Nils Burwitz wurde 1940 in Swinemünde geboren. 1945
floh er mit seinen Eltern in den Westen. 1958 wanderte die
Familie nach Südafrika aus, wo er die Schule abschloß
und mit dem Bachelor of Arts in Fine Arts an der Witwatersrand-Universität
1963 promovierte. Mit einem Stipendium studierte er in England,
der Schweiz und in Salzburg wo er einen Lithographiekursus
an Kokoschkas Schule des Sehens belegte. Wieder in Südafrika
arbeitete er intensiv mit Architekten, Komponisten, Dichtern
und Dramaturgen zusammen und unterrichtete an seiner Alma
Mater, im Dorkey House, Johannesburg, und in Soweto. Seit
1976 lebt er mit Frau und drei Kindern in Valldemossa, Mallorca,
halbwegs zwischen Europa und Afrika.
Seine Arbeiten wurden in Brasilien, England, Frankreich,
Irland, Japan, Südafrika, Spanien und den USA preisgekrönt
und unter anderem von der Albertina (Wien), der Albertinum
(Dresden), den Bibliotheken von Boston, Buffalo und New
York, der Kongressbibliothek in Washington, den Albertinum
in Dresden und der Kunsthalle in Hamburg, dem Museum Ludwig
in Köln, dem Museum für Moderne Kunst in Tokyo,
dem National Museum in Warsaw, dem Fitzwilliam Museum, Cambridge
(England), dem British Museum, London und dem Albert Museum
in London angekauft.
Seine Bleiglasfenster befinden sich in der Anglikanischen
Kirche St. James and St.
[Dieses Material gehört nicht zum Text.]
PR #642, opened 2019-10-23
Fix handling of invalid utf-8 sequences in PyString::to_string_lossy

Alexander-N:
See discussion in #479 and #634.

### DIFF
--- a/src/types/string.rs
+++ b/src/types/string.rs
@@ -3,6 +3,7 @@
 use crate::conversion::FromPyObject;
 use crate::conversion::{PyTryFrom, ToPyObject};
 use crate::err::{PyErr, PyResult};
+use crate::gil;
 use crate::instance::PyNativeType;
 use crate::object::PyObject;
 use crate::types::PyAny;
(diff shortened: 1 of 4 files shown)


src/types/string.rs
```diff
@@ -87,10 +88,29 @@ impl PyString {
...
+                        self.0.as_ptr(),
+                        CStr::from_bytes_with_nul(b"utf-8\0").unwrap().as_ptr(),
+                        CStr::from_bytes_with_nul(b"surrogatepass\0")
+                            .unwrap()
+                            .as_ptr(),
+                    );
+                    // Since we have a valid PyString and replace any surrogates, assume success.
+                    debug_assert!(!py_bytes.is_null());
+                    // ensure DECREF will be called
+                    self.py().from_owned_ptr::<PyBytes>(py_bytes);
```
kngwyu: How about `crate::gil::register_pointer`?(My snippet was incorrect, sorry)

kngwyu:
Thanks!

src/types/string.rs
Alexander-N: Ok, done. What's the difference?

kngwyu: 1. Less overhead.
2. Our GIL pool has 3 types of buffer(owned ref, borrowed ref, pointer). 
In this case, we can use both owned and pointer buffer.
But pointer buffer is preferable for the case `GILGuard` drops earlier(I'll add an example but have no time now :sweat: ).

Philip (1991) in Palma de Mallorca,
in Santa Eulalia (1993), der ältesten Kirche der Balearen,
sowie in den Fensterrosen für das Kloster Lluc/Mallorca
(1994) und der Ermita de la Santissima Trinitat/Valldemossa-Mallorca
(1997), im Sant Pere i Sant Pau de Algaida/Mallorca (1999),
im Consolat de Mar, dem Amtssitz der autonomen Balearenregierung
Palma/Mallorca (1999), im Ergoline Schulungszentrum, Windhagen,
(1999), East Worldham, (2001), (England), in dem Königlichen
Karthäuserkloster in Valldemossa, (2004), (Mallorca,
Spanien), dem Kloster von Cura, (2005), (Mallorca, Spanien)
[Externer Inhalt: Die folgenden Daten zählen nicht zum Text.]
Issue #611, opened 2019-10-03
Implementing iterators in PyMappingProtocol


sebpuetz:
## 🐛 Bug Reports

When reporting a bug, please provide the following information. If this is not a bug report you can just discard this template.

### 🌍 Environment

 - Your operating system and version: Ubuntu 18.04
 - Your python version: 3.73
 - How did you install python (e.g. apt or pyenv)? Did you use a virtualenv?: pyenv
 - Your rust version (`rustc --version`): rustc 1.38.0-nightly (311376d30 2019-07-18)
 - Are you using the latest pyo3 version? Have you tried using latest master (replace `version = "0.x.y"` with `git = "https://github.com/PyO3/pyo3")?` yes

### 💥 Reproducing

Implementing `PyIterProtocol` for a type implementing `PyMappingProtocol` seems to overwrite `__iter__` in Python. Invoking an iterator through any kind of statement calls `PyIterProtocol::__iter__`. `PyMappingProtocol::__iter__` is not accessible. Checking whether an element is in `mapping` through the `in` keyword runs an iterator and compares items instead of using `__contains__`. `__contains__` can be invoked explicitly through `PyMapping.__contains__`. 

If the implementation of `PyIterProtocol` is removed for `PyMapping`, statements such as:

~~~Python
import pymapping
mapping = pymapping.Mapping(["a", "b", "c", "d"]) 
for k in mapping:
    print(k)

print("a" in mapping)
~~~

fail by stating that `mapping` is not iteratable. Although, the iterator can be called explicitly through `PyMapping.__iter__` but using `iter()` on a `PyMapping` object fails:

~~~Python
In [1]: import pymapping                                                                                                                                                                             

In [2]: mapping = pymapping.Mapping(["a", "b", "c", "d"])                                                                                                                                            

In [3]: iter(mapping)                                                                                                                                                                                
---------------------------------------------------------------------------
TypeError                                 Traceback (most recent call last)
<ipython-input-3-73d010d9f2e9> in <module>
----> 1 iter(mapping)

TypeError: 'Mapping' object is not iterable

In [4]: mapping.__iter__()                                                                                                                                                                           
own_iter
Out[4]: <MappingIter at 0x7f234178de40>
~~~

~~~Rust
#![feature(specialization)]

#[pymodule]
fn pymapping(_py: Python, m: &PyModule) -> PyResult<()> {
    m.add_class::<PyMapping>()?;
    Ok(())
}

use pyo3::prelude::*;
[...]

PR #644, opened 2019-10-25
Remove contains and iter from PyMappingProtocol.

sebpuetz:
The methods are not expected by CPython and are only explicitly
callable. To get iteration support, PyIterProtocol should be
implemented and to get support for `x in mapping`,
PySequenceProtocol's __contains__ should be implemented.

https://github.com/PyO3/pyo3/issues/611

 - [x] Run `cargo fmt` (This is checked by travis ci)
 - [x] Run `cargo clippy` and check there are no hard errors (There are a bunch of existing warnings; This is also checked by travis)
 - [x] If applicable, add an entry in the changelog.
 - [x] If applicable, add documentation to all new items and extend the guide.
   - Could be nice to eventually add a Rust implementation of a PyDict under examples.
 - [x] If applicable, add tests for all new or fixed functions


kngwyu:
Thanks!
Looks CI fails because of `rustfmt` check.
Could you please run `cargo fmt` on your local machine?

sebpuetz:
Sure, amended the commit!

 Looks like I forgot to run that after removing the defs from the derive backend.

kngwyu:
Thanks, again.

und im Castillo Hotel Son Vida von Palma,
(2006) (Mallorca, Spanien).
Nach einer Reihe von Aufträgen im öffentlichen
Raum wurde im November 2005 eine vierteilige Cortenstahlgruppe
auf der ‘PLAZA DE LA CONCORDIA’ in Sa Pobla,
Mallorca eingeweiht.
Nach den vielen Auszeichnungen in Südafrika im Jahre
1981 in Monte Carlo den PRIX DE LA VILLE DE MONACO; 1982
den 1. Preis CIUTAT DE PALMA; in 1987 auf der 2. BIENNALE
IN BARCELONA einen Sonderpreis. 1995 gewann er den 1. Preis
im PREMIO NACIONAL DE ACUARELA GUARRO CASAS. Sein Entwurf
für das denkmal an die TOLERANCE-ZAHOR-1691 gewann
den 1.Preis 1995. 1999 wurde er zum ersten EUROPÄER
DER BALEAREN gewählt. 2003 wurde er mit dem PREMIO
DIARIO DE MALLORCA und 2004 mit dem PREMI POPULARS –
OBISPO TEODOR UBEDA ausgezeichnet.
Für den Hochkommissar für Fluchtlinge der Vereinten
Nationen hat er drei Plakate entworfen: 2001 zum 50. Jahrestag
des UNHCR und anlässlich der Erklärung des 1.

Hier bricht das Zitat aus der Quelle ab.